Managing iOS/iPadOS Part 1: The basics

Managing iOS/iPadOS Part 1:  The basics

Good evening, morning, afternoon, wherever you are, hello!

It’s been some time since I updated this blog, during this time I’ve started a new job and been trying to balance life and work in the strange times we live in. Hopefully, moving forward, I’ll have more time to dedicate here.

This will be a series of blogs covering management of iOS/iPadOS using Mobile Device Management, specifically Microsoft Endpoint Manager (MEM). We will go on a journey where we’ll cover the following areas:

  • The basics in MDM for iOS/iPadOS
  • The different deployment options
  • Distributing payloads and apps
  • Managing Identity

Overall, we’re looking at four parts. If you’re new to managing iOS/iPadOS, welcome to the world of MDM. If you’ve been doing it for a long time, there still might be something to learn or you’ve forgotten. I still talk to a lot of people who’s been handed the responsibility of taking care of the iOS/iPadOS management but has never heard of supervision, Apple Business Manager/Apple School Manager, payloads etc. I hope this series will bring some clarification to the concept of Mobile Device Management and managing iOS/iPadOS devices using such a service.

Let’s get started!

Mobile Device Management (MDM)

For some time now we have had the ability to enrol iOS/iPadOS devices into Mobile Device Management systems such as Microsoft Endpoint Manager. When I first started working with managing iOS/iPadOS, all we really did was install an email profile and gasp at the awesomeness of not having to do it manually for users anymore. Since then, Mobile Device Management has evolved at lightning speed and nowadays we can configure just about any aspect of the device. For example, how apps can share data, if a user can backup to iCloud, configuring home screen layout, certificates, Wi-Fi, VPN etc. the list goes on.

Whether the device is corporate owned or personally owned you can enrol the devices to manage them securely and remotely or allow them to access data using Mobile Application Management. There are several deployment options you can choose from and we’ll cover them in part two.

When a device is enrolled to Mobile Device Management, an enrolment profile is installed on the device. This is a profile which includes a payload that enrols the device to the specified Mobile Device Management service. With this installed you can then send commands, configuration profiles and query certain information about the device. If a user removes the enrolment profile, all managed settings and apps connected to that enrolment profile is removed. Note that you can only have one of these installed on a device which means the device cannot be managed by multiple Mobile Device Management solutions simultaneously. This profile can be enforced and locked using Apple Business Manager or Apple School Manager.

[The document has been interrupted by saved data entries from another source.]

PR #841, opened 2019-02-27
Throws 500 error code and adds logging if no action is found

chloealee:
#### What's this PR do?
Throws 500 error code if no action is found and logs what is going on (before it was throwing a misleading `404` error code since we were using `findOrFail`). 

- Try to create a post via the `POST /api/v3/posts` endpoint with an `action` that doesn't exist. 
- You should receive a `500` error code with this message in response: `"No action found.",`. 

#### Relevant tickets
Fixes [this](https://www.pivotaltracker.com/n/projects/2019429/stories/164286560) Pivotal Card.

#### How to deploy

### DIFF
--- a/app/Repositories/PostRepository.php
+++ b/app/Repositories/PostRepository.php
@@ -87,7 +87,11 @@ class PostRepository
                 'campaign_id' => $signup->campaign_id,
                 'post_type' => $data['type'],
                 'name' => $data['action'],
-            ])->firstOrFail();
+            ])->first();
+
+            if (! $action) {
+                abort(500, 'No action found.');
+            }
 
             $actionId = $action->id;
         }
--- a/app/Repositories/PostRepository.php
+++ b/app/Repositories/PostRepository.php
@@ -97,7 +97,7 @@ class PostRepository
                     'name' => $data['action'],
                 ]);
 
-                throw new ValidationException::withMessages(array_fill_keys(['campaign_id', 'post_type', 'name'], 'An action with the given fields does not exist.'));
+                throw ValidationException::withMessages(array_fill_keys(['campaign_id', 'post_type', 'name'], 'An action with the given fields does not exist.'));
             }
 
             $actionId = $action->id;
--- a/app/Repositories/PostRepository.php
+++ b/app/Repositories/PostRepository.php
@@ -9,6 +9,7 @@ use Rogue\Models\Review;
 use Rogue\Models\Signup;
 use Rogue\Services\Registrar;
 use Intervention\Image\Facades\Image;
+use Illuminate\Validation\ValidationException;
 
 class PostRepository
 {
--- a/app/Repositories/PostRepository.php
+++ b/app/Repositories/PostRepository.php
@@ -90,6 +90,12 @@ class PostRepository
             ])->first();
 
             if (! $action) {
+                info('action_not_found', [
+                    'campaign_id' => $signup->campaign_id,
+                    'post_type' => $data['type'],
+                    'name' => $data['action'],
+                ]);
+
                 abort(500, 'No action found.');
             }
 
--- a/app/Repositories/PostRepository.php
+++ b/app/Repositories/PostRepository.php
@@ -96,7 +96,7 @@ class PostRepository
                     'name' => $data['action'],
                 ]);
 
-                abort(500, 'No action found.');
+                throw new ValidationException::withMessages(array_fill_keys(['campaign_id', 'post_type', 'name'], 'An action with the given fields does not exist.'));
             }
 
             $actionId = $action->id;
--- a/docs/endpoints/posts.md
+++ b/docs/endpoints/posts.md
@@ -188,6 +188,16 @@ Required params:
 Optional params:
 
 - **quantity**: (int|nullable).
+- **campaign_id**: (int) required without action_id.
+  The Campaign ID of the campaign that the user's post is associated with.
+- **type**: (string) required.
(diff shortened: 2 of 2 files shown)


app/Repositories/PostRepository.php
```diff
@@ -81,13 +81,17 @@ public function create(array $data, $signupId, $authenticatedUserRole = null)
...
             $action = Action::where([
                 'campaign_id' => $signup->campaign_id,
-                'post_type' => $type,
+                'post_type' => $data['type'],
                 'name' => $data['action'],
-            ])->firstOrFail();
+            ])->first();
+
+            if (! $action) {
+                abort(500, 'No action found.');
```
aaronschachter: This branch is named `422`... is there a reason to return a 500 instead of a 422?

Also - would it make sense to log this message so we can find specific instances of these errors in Papertrail?

DFurnes: We _could_ manually create a validation error here like so:

```php
throw new ValidationException::withMessages(array_fill_keys(['campaign_id', 'post_type', 'name'], 'An action with the given fields does not exist.'));
```

My concern with that is that we'd be breaking our contract of how validation works, since a request might be partially completed (e.g. a signup has been created, and now we're moving on to creating the post). Ideally, all of our validation happens before we make any "actual" changes to the database.

chloealee: > 
This branch is named `422`... is there a reason to return a 500 instead of a 422?

that was a mistake by my part and got lazy to rename!

> 
Also - would it make sense to log this message so we can find specific instances of these errors in Papertrail?

Yes - thank you for the reminder! Added!

app/Http/Requests/PostRequest.php
```diff
@@ -26,12 +26,12 @@ public function rules()
         }
 
         return [
-            'campaign_id' => 'required|integer',
+            'campaign_id' => 'required_without:action_id|integer',
             'northstar_id' => 'nullable|objectid',
-            'type' => 'required|string|in:photo,voter-reg,text,share-social',
+            'type' => 'required_without:action_id|string|in:photo,voter-reg,text,share-social',
```
DFurnes: Will this make our conditional validation rules more complicated (since we'd need to make a database query to determine what kind of a payload to expect for a given `action_id`)? Thinking about how `file` (should) be required only for `photo` type posts, and we [allow different statuses](https://github.com/DoSomething/rogue/blob/4a12be9f680f7cec776be1e81573357440a0cd5a/app/Http/Requests/PostRequest.php#L66-L77) based on the type of post as well.

chloealee: Sorry @DFurnes this PR got a little mixed up bc I accidentally branched from this - but these changes were intended for updates in #837 ! 

I'm going to move the discussion there!

app/Repositories/PostRepository.php
chloealee: @DFurnes ah I see what you're saying about how we'd want this before the signup gets created too! Would it be really messy to put the logic in the [Post Request](https://github.com/DoSomething/rogue/blob/master/app/Http/Requests/PostRequest.php#L27)? Or, I actually think maybe the [Post Controller](https://github.com/DoSomething/rogue/blob/master/app/Http/Controllers/PostsController.php#L110) might be better to do that logic to to the DB query to the `actions` table with those variables?

DFurnes: Since this is temporary, I'm good with manually throwing a `ValidationException` here (see code block above). It's probably not worth complicating things too too much for something we'll likely tear out as soon as other systems are updated to send `action_id`.

(But yeah, it's tricky! Ideally, we want all our validation to happen in the `PostRequest`, for example using the [`exists`](https://laravel.com/docs/5.8/validation#rule-exists) operator. Unfortunately, I don't think Laravel has a good way for us to do as complicated of a validation rule as this would be!)

chloealee: Sounds good, thanks for clarifying, @DFurnes ! Updated :)

docs/endpoints/posts.md
```diff
@@ -210,6 +211,8 @@ Deprecated params:
   The Campaign ID of the campaign that the user's post is associated with.
 - **action**: (string) required without action_id.
   Describes the bucket the action is tied to. A campaign could ask for multiple types of actions throughout the life of the campaign.
+  - **type**: (string) required without action_id.
```
DFurnes: I think this snuck in here in a rebase! (It's correctly noted as "required" above.)

chloealee: ah yes, thanks for catching!

app/Repositories/PostRepository.php
```diff
@@ -87,7 +88,17 @@ public function create(array $data, $signupId, $authenticatedUserRole = null)
...
+
+            if (! $action) {
+                info('action_not_found', [
+                    'campaign_id' => $signup->campaign_id,
+                    'post_type' => $data['type'],
+                    'name' => $data['action'],
+                ]);
+
+                throw new ValidationException::withMessages(array_fill_keys(['campaign_id', 'post_type', 'name']), 'An action with the given fields does not exist.');
+            }
```
chloealee: @DFurnes I'm getting this error but I think everything looks ok to me? 
```
Unexpected 'withMessages' (T_STRING), expecting variable (T_VARIABLE) or '$' on line 100.
```

DFurnes: Oh oops, since we're calling a static method on that class (which returns an instance), we can just `throw ValidationException::withMessages(…)`.

chloealee: ah that worked! Thank you!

Note: Only one enrolment profile can be installed on a single device

Apple Push Notification Service (APNs)

This is the most important part of managing iOS/iPadOS in Mobile Device Management, without this you won’t be able to enrol and configure your devices. The APNs certificate is used to maintain the communication with your devices across all networks, private and public.

Besides APNs Mobile Device Management require an SSL certificate and a certificate to sign configuration profiles, though this is not something you have to provide when using Microsoft Endpoint Manager as Microsoft has already configured this.

This is the flow when a Mobile Device Management command is sent from Microsoft Endpoint Manager, to APNs and the device

APNs flow
  1. Command initiated and APNs message sent
    • Status = SENT
  2. Command sent to device
    • On success
      • Status = PUSH
    • Device can’t perform command
      • Status = NOTNOW
  3. Status reported
    • Device fetches command from MDM, if success
      • Status = ACKNOLWEGED
    • If unsuccessful
      • Status = ERROR

Important: APNs certificates must be renewed annually. If the certificates expire you will lose communication with your devices until it is renewed.

Requirements for APNs

  • TCP port 443 is used during device activation, and afterwards for fallback if devices can’t reach APNs on port 5223.
  • TCP port 5223 to communicate with APNs.
  • TCP port 443 or 2197 to send notifications to APNs.

In iOS/iPadOS 13.4 or later, APNs can use a web proxy when it’s specified in a PAC file.

Creating and uploading APNs in Microsoft Endpoint Manger

To create an APNs certificate, the first thing you’ll need is an Apple ID. I strongly advise you not to use your own Apple ID as multiple people might need access to renew this certificate annually. If you need to create an Apple ID, you can do so here.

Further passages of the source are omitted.